Play by Melanie Tait

The Vegemite Tales is a comedy theatrical production written by Australian playwright Melanie Tait. The play revolves around the lives of a group of young expats sharing a flat in Hammersmith, west London. It has been described as an Australian stage version of Friends. The name is taken from the iconic Australian food paste, Vegemite.

== Background ==
The Vegemite Tales was first staged at Barons Court Theatre, a small fringe theatre in west London in 2001. It was an overnight sell-out, finding enormous popularity with London's Australian, New Zealand, and South African communities.

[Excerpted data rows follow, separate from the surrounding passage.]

PR #506, opened 2019-06-04
Bugfix/lattice 2030 integrateassociations id assignment

you-leee:


src/main/kotlin/com/openlattice/data/DataGraphService.kt
```diff
@@ -490,13 +479,32 @@ open class DataGraphService(
...
                     entityKeyIds.putAll(ids)
                     entitySetId to ids.asSequence().map { it.key.entityId to it.value }.toMap()
                 }.toMap()
-        //Retrieve the src/dst keys
+
+        // Retrieve the src/dst keys (it adds all entitykeyids to mutable entityKeyIds)
         idService.getEntityKeyIds(entityKeys, entityKeyIds)
 
+        val edges = associations
+                .asSequence()
```
makosblade: It seems like this adds an extra iteration across `associations` vs having it above in the `.forEach`. I'm not sure what the scale of `associations` usually is so 🤷‍♂

katherinebernstein: I'm not sure it's possible to avoid iterating over it twice and still ensure the src/dst types are allowed before writing any data -- but the scale is pretty large so if it is possible it would definitely be preferable

PR #522, opened 2019-06-13
Fix subscription code for new neighborhood query.

geekbeast:


src/main/kotlin/com/openlattice/graph/PostgresGraphQueryService.kt
```diff
@@ -645,9 +645,20 @@ class PostgresGraphQueryService(
         return "SELECT * FROM ${EDGES.name} WHERE $idsClause $dstEntitySetIdsClause $associationEntitySetIdsClause $componentTypeClause"
     }
 
-    private fun inClause(uuids: Set<UUID>): String {
-        check(uuids.isNotEmpty()) { "Ids must be provided." }
-        return "IN (" + uuids.joinToString(",") { id -> "'$id'" } + ")"
+    private fun inClause(ids: Set<UUID>): String {
+        return "IN (" + ids.joinToString(",") { "'$it'" } + ")"
```
katherinebernstein: why remove the non-empty check?

katherinebernstein: oh nvm it's below

katherinebernstein: inClause is still called from outside dataKeysClause though so it might be worthwhile to keep here

geekbeast: ?

PR #525, opened 2019-06-14
Bugfix/lattice 2048 edge audit entityset deletion

you-leee:


src/main/kotlin/com/openlattice/auditing/AuditingComponent.kt
```diff
@@ -63,7 +63,9 @@ interface AuditingComponent {
         return if (auditingConfiguration.isAuditingInitialized()) {
             events
                     .groupBy { ares.getActiveAuditEntitySetIds(it.aclKey, it.eventType) }
-                    .filter { (auditEntitySetConfiguration, entities) -> auditEntitySetConfiguration.auditRecordEntitySet != null }
+                    .filter { (auditEntitySetConfiguration, entities) ->
+                        auditEntitySetConfiguration.auditRecordEntitySet != null &&
+                                auditEntitySetConfiguration.auditEdgeEntitySet != null }
```
katherinebernstein: filtering out the audit edge entity sets will prevent auditing EDM events (and eventually organizations once we implement auditing there) so we might actually want to make the audit entity nullable and handle the case where they don't exist

geekbeast: +1

you-leee: Oh, I see! I will remove it from her. Do we want to initialize edge audit entity set if it's null here or just skip creating those associations?

katherinebernstein: probably just skip creating the associations since there's no EDM entity set or organization entity set, so there's no entity to create an edge to

PR #526, opened 2019-06-15
Feature/lattice 1842 materialized view refresh automatization

you-leee:


src/main/kotlin/com/openlattice/assembler/tasks/MaterializedEntitySetsDataRefreshTask.kt
```diff
@@ -0,0 +1,121 @@
...
+    private fun getAuthorizedPropertiesForMaterialization(organizationId: UUID, entitySetId: UUID): Map<UUID, PropertyType> {
+        val organizationPrincipal = getDependency().organizations.getOrganizationPrincipal(organizationId)
+        //This will be rare, since it is unlikely you have access to an organization that does not exist.
+                ?: throw ResourceNotFoundException("Organization does not exist.")
+
+        // check materialization on all linking and normal entity sets
+        val entitySet = getDependency().edm.getEntitySet(entitySetId)
+        val allEntitySetIds = mutableSetOf(entitySet.id) + entitySet.linkedEntitySets
+
+        allEntitySetIds.forEach { ensureMaterialize(it, organizationPrincipal) }
```
katherinebernstein: If an organization has MATERIALIZE on a linked entity set but is missing permissions on one of its normal entity sets, we might still want to materialize the linked entity set without data from the entity set missing permissions instead of blocking materialization altogether (basically mimic read behavior).

you-leee: Right now, we only allow read, when the calling user has read on all normal entity sets, so this is mimicking it. I don't remember the whole conversation, but it has to do with not being able to filter values by user for materialized entity sets, because we don't know which value is from which normal entityset, so we only allow read, if user has read on all normal entity sets, hence do the same for materializing.

katherinebernstein: Ah true we are checking read on all for reading linked entities -- I don't think necessarily want to be doing that. The partial permissions concern was for the case where you only have READ on first name in entity set A, and only READ on last name in entity set B, and linked A+B allows you to reconstruct full names. This was the rationale for requiring READ on all entity sets contributing data for a property type, and also isn't a concern if an entire entity set is filtered out.

(Requiring READ on all entity sets of a property type also doesn't actually prevent people from reconstructing names by doing things like creating associations with PII to normal entities involved in a linked entity set.)

you-leee: True, but still, after we materialize a linking entity set and we start to add read permissions on the postgres columns, we cannot filter out values for which the organization member has or has not read permissions for in the normal entity sets.
If we start to filter out whole normal entity sets from materialization (and loading linking entity sets), we will still require the organization member to have read on that whole sub-set of normal entity sets, which provided the data for that linking entity set and the org principal had materialized on.

katherinebernstein: That makes sense -- theoretically we can compute user permissions per column based on the entity sets the organization is authorized to materialize, but that could get overly complex. I think this is fine for now but we might want to revisit the way linking permissions are granted

src/main/java/com/openlattice/edm/PostgresEdmManager.java
```diff
@@ -226,6 +224,37 @@ public void revoke(
         }
     }
 
+    public Iterable<UUID> getAllEntitySetIdsForType( UUID entityTypeId ) {
+        final var getEntitySetIdsByType = String.format( "SELECT %1$s FROM %2$s WHERE %3$s = ?",
+                ID.getName(),
+                ENTITY_SETS,
+                ENTITY_TYPE_ID_FIELD );
+        return new PostgresIterable<>(
```
katherinebernstein: Is there a reason this is read from postgres instead of hazelcast?

src/main/kotlin/com/openlattice/assembler/tasks/MaterializedEntitySetsDataRefreshTask.kt
you-leee: I will include this on wiki page and and a TODO

src/main/java/com/openlattice/edm/PostgresEdmManager.java
you-leee: Now, that you mention it, I don't see any reason, just wanted to have a version, where we don't return the whole entity set, only the id. I will turn it into a hazelcast map query with filtering on entity type index. 
Btw, we have a lot of calls from EdmService to PostgresEdmManager.getAllEntitySetsForType, although there is a version in EdmService, which does exactly the same but using hazelcast. I will change those calls too to use hazelcast.

katherinebernstein: Yeah avoiding loading the entire entity set is for sure ideal

PR #527, opened 2019-06-18
edm sync is HazelcastInitializationTask + run before AuditInitializat…

katherinebernstein:
…ionTask


src/main/kotlin/com/openlattice/edm/tasks/EdmSyncInitializerTask.kt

Contemporary themes include living in a shared house, living in a city far away from home, dealing with different cultures and making the difficult decision to stop putting real life on hold and move back home. It has been reviewed as relying on cliches about living in London.

== Cast ==

Characters
| Name | Synopsis | Played by (2006 season) |
|---|---|---|
| Dan | Quintessential bloke | Blair McDonough |
| Eddie | Good-hearted airhead | Tom Sangster |
| Gemma | Artist | Jessica Gerger |
| Gio | Italian waiter | Andy Leonard |
| Jane | Nasty Melburnian actress | Rebecca Gethings |
| Maddie | Romantic interest | Sarah McGlade |
| Portia | Blonde Thatcherite bombshell | Rebecca Gethings |
| Sam | Father figure | Andrew Robb |
| Guardian Angel | Backpacker angel | Brian Belo, Jade Goody |

The 2006 & 2007 seasons featured Blair McDonough (ex Neighbours and Australian Big Brother). Other cast members have included Jonathon Dutton, Sarah Hadland, Ben Steel, Josephine Taylor, Patrick Harvey, Craig Rasmus, Tim Cove, Maxine Morrison, Priscilla Jackman, Dimity Harris, Christa Nicola, Spencer McLaren, Billy Gentle, Felicity Jurd, Justin Segal, Louis Sanchez, and Craig Giovanelli.

== Production ==
Following its successful 2001 premiere at the Curtains's Up, the show moved to the Old Red Lion and then the Courtyard. In 2005 the show had a 12-week sell-out season at the Riverside Studios, a London arts venue well known for its international theatre programme.

In 2006 the production made its successful West End debut at The Venue (now The Leicester Square Theatre).

In 2007 the production had its second West End season at The Venue from 26 July to 27 October.

The production was directed by Melanie Tait (2001-2003) and Bill Buckhurst (2004-2007). It was produced by Melanie Tait (2001-2004) and Andrew Robb (2005-2007).

Over 60,000 people have seen The Vegemite Tales since it was first staged.

== Documentary ==
In late 2025 Andrew Robb Films commenced production on a feature-length documentary about The Vegemite Tales.